### Exercise instructions
Please find every line of the listing below where "should" occurs and copy it.

-=-=-

PR #264, opened 2023-11-23
CI: rely on setup-ruby to install

olleolleolle:
...and use a newer actions/checkout (to avoid any GitHub Actions warning about old stuff used)


jodosha (approved):
@olleolleolle Thanks for this contribution. 🙏

PR #265, opened 2023-11-23
CI: Tell dependabot to update GH Actions, weekly

olleolleolle:
This PR in order to avoid stale GitHub Actions versions.

### DIFF
--- a/.github/dependabot.yml
+++ b/.github/dependabot.yml
@@ -1,0 +1,6 @@
+version: 2
+updates:
+  - package-ecosystem: "github-actions"
+    directory: "/"
+    schedule:
+      interval: "weekly"


katafrakt:
Thanks for the PR and sorry it took so long to get a reply for it.

I believe for changes like this, we would nowadays like to have them synchronized across all the Hanami (and Dry) gems via our [repo-sync](https://github.com/hanakai-rb/repo-sync) (it was not a thing at the time of creating this PR). Could you start a discussion there about this? I'm not sure how Dependabot fits into our general setup. And with recent pinning Github actions to a specific commit ref, I fear that this warning would trigger way too often. So let's explore and discuss this first.

Issue #262, opened 2023-11-23
globbed paths are always evaluated after mounted paths


pat:
Continuing on from #261, I've determined why my slice isn't being picked up - because it's a globbed path, and I can see in Hanami::Router#lookup that mounted paths are given priority. So, in the following case:

```ruby
# in config/routes.rb
slice :foo, at: "/foo"
slice :main, at: "/"
```

```ruby
# in slices/foo/config/routes.rb
get "/*path", to: "foo_stuff"
```

```ruby
# in slices/main/config/routes.rb
mount MiniApp, at: "/"
```

`MiniApp` will always return a response - and so, `/foo/*path` will never be given a chance to respond, even though it is namespaced, and is listed ahead of the main slice.

If a mounted path returns a 404 (or 405), should that be considered a final response, or should it be skipped in case there's a globbed path? Or, could we adjust the logic of `lookup` so it respects namespacing and/or route-ordering of globbed paths?

pat:
Wondering if an alternative order of considerations for lookup should be something like:

1. fixed paths
2. paths with variables
3. non-root mounted paths
4. non-root glob paths (i.e. don't start with "/*")
5. root mounted paths
6. root glob paths

The ordering of 3 & 4 and 5 & 6 are interchangeable, and wouldn't stop people from overlapping root routes, but at least would avoid root globs/mounts getting in the way of their non-root equivalents.

Or... could mounts and globs be grouped together (mounting something at `/foo` is kinda equivalent to a glob of `/foo/*path` after all)? Then all that's needed is for root globs/mounts to be listed after the non-root ones, and the rest of the logic should work?

timriley:
This is now fixed by #266.

PR #266, opened 2023-11-23
group globs and mounts together

pat:
In the previous approach, globs would not be considered if a mounted app matched the route. On first glance this would be fair, but if that mounted app is at the root, and the glob is not, then even when the glob is listed first, it would be ignored (see #262).

But, a glob and a mount are not so different - they both have the potential to be far-reaching catch-all endpoints (though a glob is http_method-specific). So let’s handle them in the same collection, which helps keep their listed order in a routes file. This allows more-specific globs to be considered before a less-specific mount, provided they’re ordered that way in the routes.

This commit does not play so nicely with #263 - but the change there can be easily applied to MountedPath in this PR. Also, I realise there's potential for unit tests and documentation, but I would appreciate confirmation that this approach has merit first! :)

### DIFF
--- a/lib/hanami/router.rb
+++ b/lib/hanami/router.rb
@@ -20,6 +20,8 @@ module Hanami
     require "hanami/router/block"
     require "hanami/router/route"
     require "hanami/router/url_helpers"
+    require "hanami/router/globbed_path"
+    require "hanami/router/mounted_path"
 
     # URL helpers for other Hanami integrations
     #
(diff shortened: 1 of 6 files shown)


timriley:
@pat I like the cut of your jib! Happy with this direction. Any chance you could fix the conflicts now that I've merged #263? And if you could throw in a few tests, then I reckon we can get this in :)

pat:
Thanks @timriley - I've just rebased and added some tests. RSpec and Rubocop are both happy for me locally, but I think CI's picked up a new Rubocop version and some new rules are failing things here.

pat:
Rebased to make Rubocop happy again :)

pat:
For some reason I thought there was already integration specs for this, but I see there are not. Give me a moment.

pat:
Thanks for the typo fix! 😁 - I'm feeling happy enough with all of this if you wish to merge it.

timriley:
This is a great improvement, thank you @pat!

-=-=-

### Solution for this problem
If a mounted path returns a 404 (or 405), should that be considered a final response, or should it be skipped in case there's a globbed path? Or, could we adjust the logic of `lookup` so it respects namespacing and/or route-ordering of globbed paths?
Wondering if an alternative order of considerations for lookup should be something like:
Or... could mounts and globs be grouped together (mounting something at `/foo` is kinda equivalent to a glob of `/foo/*path` after all)? Then all that's needed is for root globs/mounts to be listed after the non-root ones, and the rest of the logic should work?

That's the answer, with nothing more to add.